(Stored items from a collection)
◆ ◆ ◆ ◆ ◆ ◆ ◆

PR #394, opened 2025-07-01
Auto upgrade alembic

### LINKED ISSUE #289: Investigate the correct way to `alembic upgrade head` in deployments
Currently we need to tunnel the rds db and apply locally `alembic upgrade head` when we deploy a version that changed the DB schema. This causes downtime in staging and prod. I asked around and they seem to automatically run when the docker image is being deployed.

An example from the vlab api, they have it in the `docker-entrypoint.sh`: https://github.com/openbraininstitute/virtual-lab-api/blob/main/docker-entrypoint.sh

If there is a better way you can think of, feel free to document it/apply it here.

WonderPG:
Closes #289 

Inspired from 
https://github.com/openbraininstitute/virtual-lab-api/blob/main/Dockerfile
https://github.com/openbraininstitute/virtual-lab-api/blob/main/docker-entrypoint.sh

### DIFF
--- a/CHANGELOG.md
+++ b/CHANGELOG.md
@@ -11,6 +11,7 @@ and this project adheres to [Semantic Versioning](https://semver.org/spec/v2.0.0
 - Reasoning component.
 - Rate limit endpoint.
 - More entity core endpoints.
+- Auto alembic upgrade.
 
 ### Changed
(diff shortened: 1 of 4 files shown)


BoBer78 (approved):
LGTM !

jankrepl (dismissed):

PR #401, opened 2025-07-02
Make tool selection persist in between conversations

WonderPG:


BoBer78 (dismissed):
It works fine, do we want to have this behavior of the tool being kept between conversations ?

BoBer78 (approved):

PR #405, opened 2025-07-02
Try to emphasize distinction between entitycore and LS

### LINKED ISSUE #399: Entitycore vs web/literature search - make the distinction clear to the LLM
The LLM sometimes overestimates the power of entitycore and thinks that it contains things it does not contain (e.g. for a given brain region what functions is it responsible for - like walking, talking,...).

Where to make the change? I don't know. Multiple options

* Inside the `entitycore-tools.mdc`
* Inside entitycore tool description

WonderPG:
Closes #399 

I could not reproduce the behavior the user got. It's a first iteration we will see if this rule is enough.

The worst I manage to get was that the LLM called an entitycore tool when not needed, but immediately after called literature
image


jankrepl (approved):
Great! Than you @WonderPG

PR #406, opened 2025-07-02
Navigation links

BoBer78:
More of a test, does work fine with `gpt-4.1`. Smaller models struggle to really understand the details of the system prompt.

### DIFF
--- a/backend/src/neuroagent/rules/entitycore-tools.mdc
+++ b/backend/src/neuroagent/rules/entitycore-tools.mdc
@@ -8,6 +8,34 @@ description: Entitycore tools
 - The `brain_region__id` parameter is **not valid** and should not be used
 - To find a brain region id of a given brain region you can use the `entity-brainregion-getall` and provide the `name` parameter but make
 sure to capitalize the first letter of the brain region name.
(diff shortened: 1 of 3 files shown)


backend/src/neuroagent/rules/entitycore-tools.mdc
```diff
@@ -8,6 +8,34 @@ description: Entitycore tools
...
+   - `morphology` - for reconstruction morphology data
+   - `electrophysiology` - for electrical traces
+   - `neuron-density` - for density measurements
+   - Other asset types as applicable
+
+3. **Entity ID:**
+   Conclude with the specific asset ID
+
+**Example Link:**
+- `https://staging.openbraininstitute.org/app/virtual-lab/explore/interactive/experimental/morphology/afa2434f-1ccc-4fff-a047-d399e59768c9`
```
jankrepl, line 37: I know this is a prototype. But the big problem here is that the frontend url will need to be injected via an env var. 

Currently, we don't have a mechanism that would allow us to inject env vars into the system prompt. We can introduce it (or we go for the tool approach)

PR #409, opened 2025-07-03
Bot autogen

### LINKED ISSUE #400: Autogen bot PR
It would be nice if everytime there is a change the a 3rd party API the autogen would be rerun automatically and a PR created with all the changes.

Then a developer can approve or jump in and extra logic.

It is related to #396 that would only detect that there is a problem - but not attempt to fix it.

Why is it better then doing this manually?
I am just trying to save us time. Like in theory we would have to create a ticket for every new autogen and then discuss who does it.

jankrepl:
Closes #400


jankrepl:
Closing this. Since the current setup is fine.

◆ ◆ ◆ ◆ ◆ ◆ ◆

_Task goal_
Return, from the data above, each line in which the string "will" appears.

_Answer to the exercise_
I could not reproduce the behavior the user got. It's a first iteration we will see if this rule is enough.
jankrepl, line 37: I know this is a prototype. But the big problem here is that the frontend url will need to be injected via an env var. 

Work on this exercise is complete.